Zeg niet langer “GMP” maar – bij voorkeur voluit – “Feed Chain Alliance”. Want dat is de nieuwe naam die het overlegplatform Ovocom, op haar algemene vergadering in Brussel gehouden, voortaan aan de GMP-regeling geeft. Voor de gelegenheid werd meteen ook een nieuw logo onthuld.
Dat symboliseert de letter Q; jawel van kwaliteit maar dan in het Engels, quality dus. Ovocom vindt de tijd immers rijp om haar reputatie van kwaliteitsbewaker van de diervoederstromen op nationaal vlak nu ook meer internationale allure te geven, met uitwisselbaarheid als grote uitdaging.
Ter herinnering; de overleggroep zag het levenslicht in 2001, in de nasleep van de dioxinecrisis die de dierlijke sector in België over de hele lijn hard trof. Intussen echter wast ons landje inzake voedselveiligheid witter dan wit. De strengere reglementering die de handel, de levensmiddelenindustrie, de mengvoerindustrie en de transportsector – want over die vier niveaus strekt het Ovocom-overleg – zichzelf oplegden, dwingt internationaal respect af.

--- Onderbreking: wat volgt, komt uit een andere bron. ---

PR #323, opened 2025-04-18
parse booleans

S41d:
This PR fixes a problem I had where `Smtml.Model.Parse.Scfg.from_file` couldn't parse models that contained boolean values like this one :
```scfg
model {
  symbol symbol_0 i1 false
}
```


filipeom:
Ah, it turns out the hack I did here:

https://github.com/formalsec/smtml/blob/008b65d24e3e0f564ab73775441b851454cefd14/src/smtml/mappings.ml#L719-L724

Is causing more unpleasant consequences. Hopefully, this won't be necessary once I have time to finish #284.

Thanks for the fix!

Toch staat het model onder druk, zo blijkt uit de toespraak van Yvan Dejaegher op de algemene vergadering. “Sommige buitenlandse modellen promoten een leveranciersaudit door eigen mensen in surplus op de GMP-audit”, stelde de Ovocom-voorzitter. “Dit ondermijnt het verticale model waar we zo lang en intensief in geïnvesteerd hebben.” Dejaegher duidde met zoveel woorden op de GMP-plus, maar ook op het recente SecureFeed-initiatief in Nederland in 2014 opgericht als een uitloper van de aflatoxine-crisis die zuivelsector bij onze noorderburen trof.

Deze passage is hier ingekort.